Everyone loves stats, ok well – at least I do. I was doing some research with regards to package maintenance within the Debian distribution and since the results might be interesting for someone else – there we are.
On 19th of August 2011 there have been:
- 16935 unique source packages in Debian/sid
- 9977 packages with Vcs-* field in Debian/sid
- 6957 packages without a Vcs-* field in Debian/sid
Therefore ~59% of all packages in Debian/sid are officially managed with a version control system (VCS). Now, which VCS do those packages use?
- Svn: 4939
- Git: 4377
- Darcs: 284
- Bzr: 247
- Hg: 61
- Cvs: 31
- Arch: 28
- Mtn: 10
I’ve retrieved the numbers from the Ultimate Debian Database (UDD). Sadly there’s a bug in UDD regarding the Vcs-Type information, see #637524. Therefore I’ve extracted a list of 80 packages where a Vcs-Browser header is available but the Vcs-Type entry is empty in UDD. 29 packages of them are managed inside CVS but don’t appear as such in UDD, so I manually corrected the number for CVS in the numbers above. The remaining 51 packages have a Vcs-Browser field set but lack the according Vcs-* entry, some of them pointing to upstream VCS instead of the according Debian package repository, some of them result in 404 errors, etc. As a result I’ve reported bugs where applicable (#638466, #638468, #638469, #638470, #638471, #638472, #638474, #638475, #638476, #638477, #638479, #638482, #638486, #638488, #638493, #638497, #638501, #638475, #638475, #638502, #638503, #638505, #638506, #638508, #638509, #638510, #638511, #638512, #638513, #638516, #638518, #638519, #638520, #638522, #638523, #638524, #638525, #638526, #638527, #638528, #638529, #638530, #638516, #638531).
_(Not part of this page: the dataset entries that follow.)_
PR #8234, opened 2016-03-21
mon: calculate reporters_by_subtree when adjust_heartbeat_grace is false

wonzhq:
In the case mon_osd_adjust_heartbeat_grace is set to false, should
also calculate reporters_by_subtree.

### DIFF
--- a/src/mon/OSDMonitor.cc
+++ b/src/mon/OSDMonitor.cc
@@ -1766,16 +1766,6 @@ bool OSDMonitor::check_failure(utime_t now, int target_osd, failure_info_t& fi)
     for (map<int,failure_reporter_t>::iterator p = fi.reporters.begin();
 	 p != fi.reporters.end();
 	 ++p) {
-      // get the parent bucket whose type matches with "reporter_subtree_level".
-      // fall back to OSD if the level doesn't exist.
-      map<string, string> reporter_loc = osdmap.crush->get_full_location(p->first);
-      map<string, string>::iterator iter = reporter_loc.find(reporter_subtree_level);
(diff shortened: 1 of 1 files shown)


liewegas:
It seems like this shouldb e possible without cut and pasting the code.. can you refactor so there aren't two copies of the loop that builds the map?

wonzhq:
I was thinking to save some time to avoid looping the map `fi.reporters` twice in the case when mon_osd_adjust_heartbeat_grace is true. Does this matter? @liewegas

wonzhq:
Updated, pls take another look! @liewegas

athanatos:
@wonzhq Can you rebase?

wonzhq:
Rebased.

src/mon/OSDMonitor.cc
```diff
@@ -1777,6 +1777,7 @@ bool OSDMonitor::check_failure(utime_t now, int target_osd, failure_info_t& fi)
 	   << " + " << peer_grace << "), max_failed_since " << max_failed_since
 	   << dendl;
 
+
```
athanatos: @wonzhq This doesn't look right.  Did something go wrong with the rebase?

wonzhq:
Oops, the change in the second commit has been in the master. I've removed it from this PR.

tchaikov:
@wonzhq #8749 fixes the same issue in a different way, @Aran85 keeps just a single loop over `fi.reporters`. personally, i am good with both approaches. but seems @liewegas prefers the "single" loop one. so i am closing yours.

PR #8235, opened 2016-03-21
rbd-mirror: asok commands to get status and flush on Mirror and Replayer level

trociny:


src/tools/rbd_mirror/ImageReplayer.h
```diff
@@ -117,21 +117,21 @@ class ImageReplayer {
...
-   *    |
-   *    v
-   * <stopping>
-   *    |
-   *    v
-   * JOURNAL_REPLAY_SHUT_DOWN
-   *    |
-   *    v
+   *    v-----------------------------------------------\
+   * <replaying> --------------> <flushin_replay>       |
```
dillaman: s/flushin_replay/flushing_replay/g

trociny: Thanks! fixed.

PR #8236, opened 2016-03-21
ReplicatedPG: add thread timeout suspend/reset on time-cost fragments

cxwshawn:

### DIFF
--- a/src/osd/PG.h
+++ b/src/osd/PG.h
@@ -2306,7 +2306,9 @@ public:
     ThreadPool::TPHandle &handle
   ) = 0;
 
-  virtual void do_op(OpRequestRef& op) = 0;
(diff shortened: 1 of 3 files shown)


cxwshawn:
@tchaikov  @liewegas  please help review

athanatos:
@cxwshawn  We definitely can't put the hb handle into the OpContext, it gets passed to other threads.  Second, if the do_op thread blocks on read because the filesystem is hung, we actually want the osd to crash.  With this patch, a do_op thread hung in read might fail to kill the osd, which would be bad.  I'm closing this for now.  It does make sense to try to reduce false positives here, do you have data to indicate what kinds of slow reads are resulting in false positives?  That would be a good discussion for #ceph-devel

PR #8237, opened 2016-03-21
cmake: fix mrun to handle cmake build structure

oritwas:

### DIFF
--- a/src/mrun
+++ b/src/mrun
@@ -5,7 +5,14 @@
 root=`dirname $0`
 run_name=$1
 command=$2
+CEPH_BIN=$root
+CEPH_CONF_PATH=$root/run/$run_name
+
+if [ -e CMakeCache.txt ]; then
+    CEPH_BIN=$PWD/src
+    CEPH_CONF_PATH=$PWD/run/$run_name
+fi
 
 shift 2
 
-$root/$command -c $root/run/$run_name/ceph.conf "$@"
+$CEPH_BIN/$command -c $CEPH_CONF_PATH/ceph.conf "$@"


oritwas:
@cbodley I pushed a newer version that handles the conf file too

src/mrun
```diff
@@ -1,11 +1,18 @@
...
 [ $# -lt 2 ] && echo "usage: $0 <name> <command> [params...]" && exit 1
 
 root=`dirname $0`
 run_name=$1
 command=$2
+CEPH_BIN=$root
+CEPH_CONF_PATH=$root/run/$run_name
+
+if [ -e CMakeCache.txt ]; then
+    CEPH_BIN=$PWD/src
```
cbodley: note that this bit is going to change to `$PWD/bin` once @alimaredia's cmake check work (https://github.com/ceph/ceph/pull/7912) gets merged

src/mrun
```diff
@@ -1,11 +1,18 @@
-#!/bin/sh
+#!/bin/sh -x
```
cbodley: helpful for debugging, but we probably don't want to merge this change

cbodley:
thanks @oritwas! for my multisite testing, I had been hacking around this with symlinks. after removing those and testing this pr, there are still a couple issues running ceph/src/test/rgw/test_multi.py. but I'll add fixes for those in a separate pull request - this one looks good :+1:

cbodley:
see https://github.com/ceph/ceph/pull/8246 for the related multisite test fixes

oritwas:
@cbodley removed the -x

PR #8238, opened 2016-03-21
mon: fix mixed-version MDSMonitor

jcsp:
Encode old-style until mon quorum features indicate
jewel, forbid creating multiple filesystems, and
when creating a single filesystem use the legacy fscid.

Fixes: #15223


jcsp:
Oops, meant to target jewel.

PR #8241, opened 2016-03-21
vstart: support independent configuration and startup of rgw instances

kmroz:
RGW was a bit neglected in some of our scripting. Trying to remedy this.

This PR:
1. Allows restarting rgw independently of the cluster.
2. Tries to provide better support for multiple rgw instances (same
   cluster, or multi-cluster via mstart.sh) by providing independent config
   sections, etc.
3. Allows setting base port number on which to listen (instances will
   increment base port by instance number).
4. Changing base port number when re-starting overrides rgw_frontends
   allowing new instance to run on changed port.
5. Generates proper pid/log/asok/etc files in out/client.rgw.\* (needed to properly stop rgw instances via mstop.sh)

Fixes: http://tracker.ceph.com/issues/15226

### DIFF
--- a/src/vstart.sh
+++ b/src/vstart.sh
@@ -377,7 +377,11 @@ $SUDO rm -f core*
 
 test -d $CEPH_OUT_DIR || mkdir $CEPH_OUT_DIR
 test -d $CEPH_DEV_DIR || mkdir $CEPH_DEV_DIR
-$SUDO rm -rf $CEPH_OUT_DIR/*
+
+# Only clear out pidfiles/heartbeats/logs/etc on a $new run.
+if [ "$new" -eq 1 ]; then
+    $SUDO rm -rf $CEPH_OUT_DIR/*
+fi
 test -d gmon && $SUDO rm -rf gmon/*
 
 [ "$cephx" -eq 1 ] && [ "$new" -eq 1 ] && test -e $keyring_fn && rm $keyring_fn
--- a/src/vstart.sh
+++ b/src/vstart.sh
@@ -141,6 +141,7 @@ usage=$usage"\t-o config\t\t add extra config parameters to all sections\n"
 usage=$usage"\t--mon_num specify ceph monitor count\n"
 usage=$usage"\t--osd_num specify ceph osd count\n"
 usage=$usage"\t--mds_num specify ceph mds count\n"
+usage=$usage"\t--rgw_num specify ceph rgw count\n"
 usage=$usage"\t--rgw_port specify ceph rgw http listen port\n"
 usage=$usage"\t--bluestore use bluestore as the osd objectstore backend\n"
 usage=$usage"\t--memstore use memstore as the osd objectstore backend\n"
@@ -213,6 +214,10 @@ case $1 in
             ;;
     --mds_num )
             CEPH_NUM_MDS=$2
+            shift
+            ;;
+    --rgw_num )
+            CEPH_NUM_RGW=$2
             shift
             ;;
     --rgw_port )
--- a/src/vstart.sh
+++ b/src/vstart.sh
@@ -102,6 +102,7 @@ start_mon=0
 start_mds=0
 start_osd=0
 start_rgw=0
+rgw_port_override=0
 ip=""
 nodaemon=0
 smallmds=0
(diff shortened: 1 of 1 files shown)


src/vstart.sh
```diff
@@ -617,6 +635,29 @@ EOF
...
+if [ "$start_rgw" -eq 1 ]; then
+    for rgw in `seq 0 $((CEPH_NUM_RGW-1))`
+    do
+	if [ "$new" -eq 1 ]; then
+            mkdir -p $CEPH_DEV_DIR/client.rgw.$rgw
+	    key_fn=$CEPH_DEV_DIR/client.rgw.$rgw/keyring
+	    if [ $overwrite_conf -eq 1 ]; then
+		    cat <<EOF >> $conf_fn
+[client.rgw.$rgw]
+        rgw frontends = fastcgi, civetweb port=$((CEPH_RGW_PORT+$rgw))
```
theanalyst: should we drop fastcgi here?

kmroz: @theanalyst - I wondered about this also, but ultimately left it as it was in the [global] section.

theanalyst:
LGTM

kmroz:
@theanalyst - Cool, thanks for reviewing.

kmroz:
@liewegas / @yehudasa - Sage, Yehuda - Both of you guys put a lot into vstart.sh. If you have a moment, a review of this from you would be awesome. Thanks!

kmroz:
Hey RGWers - Anything else needed to improve this PR?

liewegas:
@yehudasa ping

kmroz:
A gentle bump :)

kmroz:
@yehudasa - ping++

cbodley:
i gave this a try and was able to verify that the `--rgw_port` override stuff works as expected. one thing that didn't work, though, was increasing the `--rgw_num` after the initial run

this has to do with adding separate `[client.rgw.#]` sections to ceph.conf for each gateway. it seems like the `rgw_port_override` stuff would be a lot simpler if we didn't do this, and instead passed the `--rgw_frontends` argument explicitly on the command line. you can still use `--name client.rgw.#` to get separate log files. do you buy that?

kmroz:
@cbodley - Yes, you're right. In my mind, `--rgw_num` is something that's relevant when provisioning the test cluster (ie. when `-n` is specified). My thinking was that manipulating the number of daemon instances would warrant tear down of the cluster, followed by re-provisioning. Anyway, I'm flexible. We can aim to have `--rgw_num` manipulate the number of instances even on restart if you think it's a worthwhile bit.

As to `--rgw-frontends`, I was hoping to abstract this from the user.

I will re-visit this PR more thoroughly, hopefully this week.

Thanks for the review!

cbodley:
@kmroz agreed that other ceph daemons need to be provisioned for in the initial setup, but radosgw is more of a client than a daemon in this sense. you can add or remove gateways at runtime, and they'll cooperate through rados to share the storage

i doubt many people will need to add/remove gateways in a vstart cluster, but i think it would be nice to support as long as we don't sacrifice other features. which brings us to..

> As to `--rgw-frontends`, I was hoping to abstract this from the user.

by abstracting this, you mean having ceph.conf remember the port number so they don't have to specify a `--rgw_port` or `CEPH_RGW_PORT` next time?

i can see this being useful in a multisite setup; the gateway endpoints have to be included in the zone configuration, so you don't want the ports changing.. we've been using mstart.sh for multisite testing, which runs vstart.sh for multiple clusters and overrides `CEPH_RGW_PORT` for each (there's also src/test/rgw/test_multi.py that runs mstart.sh)

yehudasa:
@kmroz @cbodley status of this PR?

kmroz:
@yehudasa @cbodley - Sorry, was MIA for some time. Let me go over the notes of this PR again. As I recall, the major problem with my approach here (pointed out by Casey) was that I was treating RGW as a daemon (akin to MONs and OSDs) where really it is a Ceph client.

dachary:

liewegas:
@kmroz ping

kmroz:
@sage - I think this should be closed.  It's horribly outdated.

PR #8242, opened 2016-03-21
read cluster_name.conf for multi-cluster

jazeltq:
Right now, the unit service  will find the ceph.conf by default.
So add -c to read cluster_name.conf.


trociny:
I failed to see the purpose of this patch. When `--cluster XXX` option is specified, `XXX.conf` is used.

jdurgin:
If --cluster foo isn't reading foo.conf for any of these commands, we should fix that (it's a bug) rather than passing -c

jazeltq:
yes.

PR #8244, opened 2016-03-21
rgw_ldap fixes

mattbenjamin:
1. only attempt auth on tokens which pass valid() check
2. ignore false positive search result (and fix result in that case)


src/rgw/rgw_token.cc
```diff
@@ -128,7 +128,7 @@ int main(int argc, char **argv)
 	std::cout << "decoded expanded token: " << token2 << std::endl;
       }
     }
-    std::cout << to_base64(token_str) << std::endl;
```
yehudasa: @mattbenjamin shouldn't this be under the `if (verbose)` section?

PR #8245, opened 2016-03-21
rgw: fix error message for zone delete

theanalyst:
Currently if a zone is not a part of a zonegroup, an error message
is printed that zone doesn't exist, and the zone gets deleted anyway.
Since this is exhibited only if the zone isn't a part of a zonegroup
and we allow creation of such zones, clarify that the zone wasn't a
part of zonegroup instead

Fixes: #14951

EDIT: added fixes http://tracker.eph.com/issues/14951


theanalyst:
@yehudasa / @oritwas I'm assuming we allow creation of zones without attaching them to a zonegroup, if not this may not be the direction for the fix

Disclaimer: I found Debian’s Statistics wiki page and Zack’s VCS usage stats after starting to play with my own stats. AFAICT Zack’s slightly higher numbers are the result of looking at multiple versions for the same source packages, as you’ll see when comparing numbers from UDD’s sources_uniq view (which I used) with either 1) UDD’s sources table, 2) source table count from projectb or 3) Package count from http://$DEBIAN_MIRROR/debian/dists/unstable/{main,contrib,non-free}/source/Sources.bz2.
Conclusion: 9316 packages are officially managed with Subversion and Git as of today, representing ~94% of the VCS managed packages. This means ~55% of all the Debian (source) packages are available through either a Git or Subversion repository – and that’s actually the number I was originally interested in.
Thanks to Alexander Wirt, Christian Hofstaedter, Gerfried Fuchs, Jörg Jaspert and Michael Renner for hints in forming up the final stats results.